Hot Loop Detection
Find expensive loops.
Overview
Hot loop detection identifies expensive inner loops via profiling. Algorithmic complexity is a model; the profile is reality. The hot loop is rarely where the team expected; the discipline is profiling first and optimising second.
- Find expensive loops. Per-process profile reveals where the time actually goes; the surprises are the value.
- Per-language profiler. Per-language profiling tool: pprof for Go, py-spy for Python, async-profiler for JVM, perf for native.
- CPU profile. Per-process CPU profile; supports investigation by sampling at intervals to build the call-stack frequency map.
- Flame graphs plus continuous profiling.
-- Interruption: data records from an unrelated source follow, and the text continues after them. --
PR #15856, opened 2023-10-03
[Unity][CUTLASS] Fix hardcoded epsilon parameter in RMS norm

masahi:
The CUTLASS RMS kernel has been using a hard-coded epsilon value of 1e-6. I learned that recent popular language models such as llama 2 have been trained with eps = 1e-5, and using a slightly different eps can cause accuracy problems for such models on some inputs (see https://github.com/mlc-ai/mlc-llm/issues/923#issuecomment-1735066112). This has been fixed by this PR.

@zxybazh @sunggg @vinx13


zxybazh (approved):
Thanks for the fix, LGTM.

Per-profile flame graph for visualisation; per-cluster always-on profiling matches modern observability.
The approach
The practical approach: profile first, generate flame graphs, run continuous profiling, pick the right per-language tool, document each optimisation. The team’s discipline produces evidence-based performance work rather than micro-optimisation rituals.
- Profile first. Per-process profile before any optimisation; the data points to the actual hot path.
- Flame graphs. Per-profile flame graph; the visual makes the hot frame obvious in seconds.
- Continuous profiling. Per-cluster always-on profiling matches modern observability; production hot paths surface naturally.
- Per-language profiler plus documented optimisation. Per-language tool matches the runtime; per-loop optimisation rationale committed for review.
Why this compounds
Hot loop discipline compounds across services. Each profiled hot loop produces ongoing performance; the team’s optimisation expertise grows; new services inherit the profile-first culture.
- Better performance. Profile-driven optimisation produces fast code where it matters; the user-visible latency improves.
- Better cost efficiency. Faster code reduces compute cost; the optimisation pays back in the cloud bill.
- Better engineering culture. Profile-first culture produces evidence-based decisions; speculation gets replaced with data.
- Institutional knowledge. Each profile teaches application patterns; the team’s performance engineering muscle grows.
Hot loop detection discipline is an engineering discipline that pays off across years. Nova AI Ops integrates with profiling telemetry, surfaces patterns, and supports the team’s optimisation discipline.